Feature Importance Analysis
One of the advantages of using Ridge regression is that we can examine the coefficients to understand which features are most important for predicting HP. Lets extract and analyze these coefficients.
model = model_pipeline.named_steps['model']
preprocessor = model_pipeline.named_steps['preprocessor']
numeric_features = preprocessor.transformers_[0][2]
binary_features = preprocessor.transformers_[1][2]
tfidf_flavor_names = preprocessor.named_transformers_['tfidf_flavor'].get_feature_names_out()
tfidf_ability_names = preprocessor.named_transformers_['tfidf_ability'].get_feature_names_out()
all_feature_names = \
list(numeric_features) + \
list(binary_features) + \
list(tfidf_flavor_names) + \
list(tfidf_ability_names)
coefficients = pd.Series(model.coef_, index=all_feature_names)
print("--- Most Positive Features (increase HP) ---")
print(coefficients.sort_values(ascending=False).head(10))
print("\n--- Most Negative Features (decrease HP) ---")
print(coefficients.sort_values(ascending=True).head(10))
print("\n--- Features Closest to Zero (least important) ---")
print(coefficients.abs().sort_values().head(10))--- Most Positive Features (increase HP) ---
subtype_VMAX 116.304684
subtype_V-UNION 68.144272
subtype_V 67.655707
rarity_Special Illustration Rare 52.443085
rarity_Ultra Rare 52.268106
subtype_TAG TEAM 50.894390
subtype_EX 49.716326
rarity_Double Rare 47.923288
subtype_GX 47.201676
subtype_ex 43.102486
dtype: float64
--- Most Negative Features (decrease HP) ---
subtype_Basic -54.956849
subtype_Restored -49.572918
ex -46.475835
subtype_Stage 1 -31.499100
rarity_Rare Holo EX -30.052394
rarity_Rare Shining -30.022542
type_Metal -28.546938
dark -28.255926
subtype_Prism Star -24.088233
rarity_Rare Prism Star -24.088233
dtype: float64
--- Features Closest to Zero (least important) ---
rarity_Rare Holo LV.X 0.000000
subtype_Level-Up 0.000000
has_pokemon_power 0.000000
has_ancient_trait 0.000000
attacking 0.020297
attach 0.069256
level 0.091615
water 0.110130
poisoned 0.137334
cause 0.148945
dtype: float64
Interpreting the Results
The feature importance analysis shows us:
- Most Positive Features: These features are associated with higher HP values. When these features increase, the predicted HP tends to increase.

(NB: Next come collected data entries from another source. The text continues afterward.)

PR #294, opened 2024-11-01
core: Bump package versions and fix related TS errors

brijeshb42:
There was one breaking change in Emotion. Some common types had been moved to `@emotion/serialize`.

There is also a small change in how we do conversion for !important. Currently, we do it by replacing ! with __IMP__ and then reconverting back.
In this PR, I have changed that to just encode and decode to and from base64. So we don't need special handling for `!` character.

I encountered these errors while setting up the Pigment CSS docs workspace.


apps/pigment-css-next-app/package.json
```diff
@@ -10,18 +10,18 @@
...
     "react-dom": "^18.3.1",
-    "next": "latest"
+    "next": "15.0.2"
   },
   "devDependencies": {
     "@pigment-css/nextjs-plugin": "workspace:^",
-    "@types/node": "^20.5.7",
-    "@types/react": "^18.3.3",
-    "@types/react-dom": "^18.2.19",
+    "@types/node": "^18.19.63",
```
siriwatknp, line 22: This's a downgrade. Is this correct?

packages/pigment-css-nextjs-plugin/src/virtual-css-loader.js
```diff
@@ -1,6 +1,6 @@
 export const loader = function virtualFileLoader() {
   const callback = this.async();
   const resourceQuery = this.resourceQuery.slice(1);
-  const { source } = JSON.parse(decodeURIComponent(resourceQuery));
-  return callback(null, source.replaceAll('__IMP__', '!important'));
+  const { source } = JSON.parse(decodeURIComponent(decodeURI(atob(resourceQuery))));
```
mnajdova, line 4: 👍

packages/pigment-css-react/src/processors/css.ts
```diff
@@ -9,7 +9,7 @@ import type {
 } from '@wyw-in-js/processor-utils';
 import type { Replacements, Rules } from '@wyw-in-js/shared';
 import { ValueType } from '@wyw-in-js/shared';
-import type { CSSInterpolation } from '@emotion/css';
+import type { CSSInterpolation } from '@emotion/serialize';
```
mnajdova, line 12: How did this breaking change land in an minor 😕

apps/pigment-css-next-app/package.json
brijeshb42: It is. v20 never actually was used since at the root, in `resolutions`, it was still v18. I have kept it at 18 since we are currently using node v18 to build in CI.

apps/pigment-css-next-app/next.config.js
```diff
@@ -1,7 +1,7 @@
 /* eslint-env node */
 // eslint-ignore-next-line import/no-unresolved
 const { withPigment } = require('@pigment-css/nextjs-plugin');
-const { experimental_extendTheme: extendTheme } = require('@mui/material/styles');
+const { extendTheme } = require('@mui/material/styles');
```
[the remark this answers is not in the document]
brijeshb42: Sure. I'll update it in the actual docs PR.

apps/pigment-css-vite-app/package.json
```diff
@@ -10,31 +10,31 @@
...
   "dependencies": {
     "@pigment-css/react": "workspace:^",
-    "@mui/utils": "next",
-    "@mui/base": "next",
-    "@mui/lab": "next",
-    "@mui/material": "next",
-    "@mui/system": "next",
-    "@mui/icons-material": "next",
-    "clsx": "^2.1.0",
+    "@mui/utils": "6.1.6",
```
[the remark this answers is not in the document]
brijeshb42: IMO, it makes sense for `examples`. But for local apps, I'd prefer to manually update the versions.

packages/pigment-css-react/src/processors/css.ts
brijeshb42: Yeah. I was surprised as well.

PR #304, opened 2024-11-06
[docs] More docs infra changes

brijeshb42:
* Separate text content and it's wrapper's styles
* Use env variables for constants
* Use docs infra config from @mui/monorepo
* Correctly link md or mdx files to Github
* Hide version selector if it has only one version
* Simplify and enable bottom pagination style
* Setup code highlighting of mdx code content with built-in shiki theme

Screenshot 2024-11-06 at 4 51 49 PM


docs/next.config.ts
```diff
@@ -1,20 +1,38 @@
...
 
-const DATA_DIR = path.join(process.cwd(), 'data');
+const currentDirectory = url.fileURLToPath(new URL('.', import.meta.url));
+const DATA_DIR = path.join(currentDirectory, 'data');
 
 const nextConfig: NextConfig = {
   trailingSlash: false,
   env: {
     DATA_DIR,
+    CURRENT_VERSION: rootPackage.version,
```
mnajdova, line 19: Where is this used?

docs/src/components/AppBar.tsx
```diff
@@ -45,7 +45,9 @@ export function AppBar() {
         <IconLinkButton useNextLink href="/" label="Pigment CSS" size={3}>
           <PigmentIcon />
         </IconLinkButton>
-        <DocsVersionSelector currentVersion={currentVersion} versions={supportedVersions} />
+        {supportedVersions.length > 1 && (
```
mnajdova, line 48: Instead of hiding we can have a span to show the current version.

docs/next.config.ts
brijeshb42: To be used in version dropdown (or span).

docs/src/components/AppBar.tsx
brijeshb42: Will update in a followup.

brijeshb42:
> It would be ideal to have a use-cases for all changes in order to be able to test them in more details.

Makes sense. I was testing locally with stubs. Going forward, most of the PRs for docs will be about the actual content. So we'll get a better idea then.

- Most Negative Features: These features are associated with lower HP values. They might represent basic or early-evolution Pokemon that typically have less HP.
- Features Near Zero: These features have little impact on HP predictions and could potentially be removed in future iterations.
This analysis helps us understand what the model learned about Pokemon cards and validates whether its findings align with our domain knowledge about the Pokemon card game.
Next Steps
Now that we have a working model, there are several ways we could improve it:
- Try different models (Random Forest, Gradient Boosting, etc.)
- Tune hyperparameters more carefully
- Engineer additional features based on our findings
- Address any outliers or problematic data points
- Investigate why certain predictions are far from actual values
This baseline model gives us a solid foundation to build upon and helps us understand which features matter most for predicting Pokemon card HP.